PR #20047, opened 2025-12-01
perf(trie): add HashedPostStateSorted::from_reverts

yongkangc:
## Summary

Adds `HashedPostStateSorted::from_reverts` that returns sorted hashed state directly from database changesets, eliminating the intermediate unsorted `HashedPostState` and the separate `.into_sorted()` call.

Closes #19382

## Benchmark (6% Faster)

Command: `cargo bench -p reth-trie-db from_reverts` on a synthetic dataset seeded into a temp DB: 256 unique accounts, each with 4 storage slots, all written in a single block of change sets.

- `unsorted_then_sort` (`HashedPostState::from_reverts().into_sorted()`): ~964µs (949–985µs)
- `direct_sorted` (`HashedPostStateSorted::from_reverts()`): ~906µs (902–910µs)

**~6% faster** for this dataset by skipping the intermediate unsorted post-state allocation and sort step while preserving semantics.

Benchmark violin plot
- bench code found: [298504a](https://github.com/paradigmxyz/reth/pull/20047/commits/298504ae734ab1854b51ba99fce10b98b779bf3c)

Other Bench for from reverts: https://github.com/paradigmxyz/reth/pull/20047#issuecomment-3599964129

## Impact

- Overlay state uses the sorted-from-reverts path directly, removing the redundant conversion and the linked TODO.
- Provides a public API for consumers that need trie-ready sorted state without materializing the unsorted map first.

### Future Works

I have another issue in the works, where we make use of `HashedPostStateSorted`. However that might be more breaking and I want to limit to just this scope. 
https://github.com/paradigmxyz/reth/issues/20048


crates/trie/common/src/hashed_state.rs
++++++++
TASK OBJECTIVE →
Extract every line of the records above that contains the word "directly".

RESPONSE →
Adds `HashedPostStateSorted::from_reverts` that returns sorted hashed state directly from database changesets, eliminating the intermediate unsorted `HashedPostState` and the separate `.into_sorted()` call.
- Overlay state uses the sorted-from-reverts path directly, removing the redundant conversion and the linked TODO.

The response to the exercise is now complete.